Além disso, a mulher em especial pode se sentir pressionada – e ainda mais culpada – pelo fato de o parceiro estar quase sempre disposto a ter relação. Porém, conforme explica Elaine, isso não significa que ele, de fato, esteja com desejo ou mesmo que o sexo será prazeroso para ele.

“Os homens nem sempre têm vontade de transar, mas, culturalmente, têm essa pressão de que não podem faltar. A testosterona ajuda a elevar a excitação, é claro, mas o fator cultural é o maior responsável por isso”, opina a especialista.

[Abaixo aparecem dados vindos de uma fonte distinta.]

PR #37, opened 2017-05-25
Make it easy to get a logger with context information

jml:
Related to https://github.com/weaveworks/service/issues/1233

### DIFF
--- a/logging/logging.go
+++ b/logging/logging.go
@@ -6,7 +6,10 @@ import (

Ao ouvir histórias sexuais de outras pessoas, casais podem ficar com a impressão - geralmente falsa - de que têm uma relação morna demais

Falta de libido

Por outro lado, Elaine lembra que a falta de desejo sexual é um problema real enfrentado principalmente pelo sexo feminino. Ela credita isso ao fato de os homens serem mais estimulados desde pequenos a explorarem e expressarem sua sexualidade, enquanto a mulher é podada.

“Elas têm a criação mais rígida. A mãe fala: ‘não pode tocar aí’, ‘fecha as perninhas’, etc. É uma educação reprimida, que atrapalha a liberação da mulher para ter vontade de fazer e falar sobre sexo”, expõe.

 

Sexo "mais ou menos" também é bom

 

Toda a pressão para se ter mais sexo – e sexo de qualidade – acaba tornando o que deveria ser um momento prazeroso e agradável em algo negativo, que remete a uma obrigação. Elaine defende que é normal que os lençóis esfriem após alguns anos de relacionamento, especialmente com o surgimento de novas prioridades, responsabilidades e problemas. No entanto, o casal não pode deixar que isso abale a autoconfiança deles.

O ideal é encontrar um equilíbrio entre as obrigações do dia a dia e o relacionamento, que requer esforço de ambas as partes para não se perder em meio a tantas preocupações. No entanto, estabelecer expectativas irreais acaba tirando a naturalidade desse momento e sabotando o sexo.

Isso não quer dizer que, se um parceiro está insatisfeito com a vida sexual do casal, deve se calar e aceitar. O diálogo neste momento é muito importante para garantir a felicidade de ambos. No entanto, esperar que o sexo seja sempre como nos filmes é uma ilusão, que gera frustrações.

“É, sim, preciso tentar algo diferente na cama de vez em quando, agradar e mostrar como gosta de ser agradado. Mas tem que entender também que muitas vezes estamos cansados, estressados, e a transa vai ser mais ou menos”, diz Elaine. “E por que não? É normal. Tem dia que vai ser ótimo, tem dia que vai ser mais ou menos e tem dia que vai ser ruim, como tudo na vida”, opina.